[What you should do]: Check each line of the data below for the string "parent". Then give the number of lines that have it, without anything else.

(Provided entries)

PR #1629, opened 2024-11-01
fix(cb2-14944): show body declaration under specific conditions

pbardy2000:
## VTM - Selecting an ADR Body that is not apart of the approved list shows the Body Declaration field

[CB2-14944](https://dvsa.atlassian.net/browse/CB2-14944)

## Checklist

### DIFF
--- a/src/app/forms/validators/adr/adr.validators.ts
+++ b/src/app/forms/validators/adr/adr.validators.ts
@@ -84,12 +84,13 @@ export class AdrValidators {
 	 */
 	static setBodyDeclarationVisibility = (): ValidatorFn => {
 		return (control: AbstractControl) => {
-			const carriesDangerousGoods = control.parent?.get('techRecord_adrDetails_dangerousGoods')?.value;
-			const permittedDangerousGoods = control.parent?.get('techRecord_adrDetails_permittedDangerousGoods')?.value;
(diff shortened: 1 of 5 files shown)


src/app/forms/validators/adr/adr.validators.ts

(End Provided entries)

[Written solution]: 2